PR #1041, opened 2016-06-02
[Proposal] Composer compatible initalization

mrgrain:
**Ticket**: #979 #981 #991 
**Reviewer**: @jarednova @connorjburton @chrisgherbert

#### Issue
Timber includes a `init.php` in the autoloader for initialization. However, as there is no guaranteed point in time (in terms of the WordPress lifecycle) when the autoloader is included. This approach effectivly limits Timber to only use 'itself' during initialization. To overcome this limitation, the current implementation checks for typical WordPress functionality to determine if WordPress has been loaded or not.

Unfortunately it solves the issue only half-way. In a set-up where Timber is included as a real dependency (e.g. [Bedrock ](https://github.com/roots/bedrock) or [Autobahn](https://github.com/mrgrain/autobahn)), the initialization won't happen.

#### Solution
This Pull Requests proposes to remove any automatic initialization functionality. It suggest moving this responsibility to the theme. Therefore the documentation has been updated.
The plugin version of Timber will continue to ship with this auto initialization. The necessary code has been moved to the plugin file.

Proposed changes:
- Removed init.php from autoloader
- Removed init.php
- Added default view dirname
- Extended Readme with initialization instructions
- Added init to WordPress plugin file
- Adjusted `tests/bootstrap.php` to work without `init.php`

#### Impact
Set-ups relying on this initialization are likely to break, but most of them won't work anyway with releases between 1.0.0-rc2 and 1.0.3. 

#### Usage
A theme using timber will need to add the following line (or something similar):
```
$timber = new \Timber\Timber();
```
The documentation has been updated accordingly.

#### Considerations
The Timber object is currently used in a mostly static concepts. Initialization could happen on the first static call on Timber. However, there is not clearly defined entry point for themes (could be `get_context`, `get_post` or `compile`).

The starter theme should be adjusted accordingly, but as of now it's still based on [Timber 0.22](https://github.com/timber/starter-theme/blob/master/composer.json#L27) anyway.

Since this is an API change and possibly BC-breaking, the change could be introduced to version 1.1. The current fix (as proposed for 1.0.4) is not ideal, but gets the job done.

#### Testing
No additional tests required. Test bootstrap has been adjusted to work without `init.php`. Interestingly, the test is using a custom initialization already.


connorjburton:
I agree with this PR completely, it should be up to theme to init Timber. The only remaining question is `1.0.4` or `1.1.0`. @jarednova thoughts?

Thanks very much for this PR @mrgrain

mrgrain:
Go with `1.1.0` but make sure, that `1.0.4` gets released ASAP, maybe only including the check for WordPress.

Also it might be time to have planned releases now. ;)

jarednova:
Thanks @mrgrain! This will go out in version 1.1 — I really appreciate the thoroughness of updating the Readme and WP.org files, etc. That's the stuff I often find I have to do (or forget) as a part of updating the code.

=======

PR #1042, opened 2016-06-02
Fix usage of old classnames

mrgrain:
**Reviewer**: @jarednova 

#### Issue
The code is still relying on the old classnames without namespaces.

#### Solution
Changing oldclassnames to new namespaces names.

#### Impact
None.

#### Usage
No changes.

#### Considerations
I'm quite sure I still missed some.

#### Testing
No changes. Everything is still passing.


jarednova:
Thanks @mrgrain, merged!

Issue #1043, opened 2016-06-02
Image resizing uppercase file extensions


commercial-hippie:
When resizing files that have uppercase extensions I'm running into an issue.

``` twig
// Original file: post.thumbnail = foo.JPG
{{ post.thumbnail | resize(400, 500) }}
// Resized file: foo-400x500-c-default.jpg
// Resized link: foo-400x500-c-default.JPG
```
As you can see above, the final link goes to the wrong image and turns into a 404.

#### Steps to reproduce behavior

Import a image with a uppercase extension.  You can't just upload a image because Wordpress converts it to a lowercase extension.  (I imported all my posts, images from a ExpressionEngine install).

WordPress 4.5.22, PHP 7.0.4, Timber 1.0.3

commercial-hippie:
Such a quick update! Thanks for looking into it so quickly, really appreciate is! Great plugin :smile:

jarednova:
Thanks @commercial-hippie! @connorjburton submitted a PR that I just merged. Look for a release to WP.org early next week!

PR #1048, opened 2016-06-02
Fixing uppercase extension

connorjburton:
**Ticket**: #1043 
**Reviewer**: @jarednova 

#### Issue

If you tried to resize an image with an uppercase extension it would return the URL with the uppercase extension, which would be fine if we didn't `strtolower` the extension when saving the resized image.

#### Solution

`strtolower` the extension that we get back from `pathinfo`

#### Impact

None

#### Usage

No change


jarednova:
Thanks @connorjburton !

=======

• _Requirement_
Which of the lines in the material above contain "strtolower"? Copy each one out.

• _Response below_
If you tried to resize an image with an uppercase extension it would return the URL with the uppercase extension, which would be fine if we didn't `strtolower` the extension when saving the resized image.
`strtolower` the extension that we get back from `pathinfo`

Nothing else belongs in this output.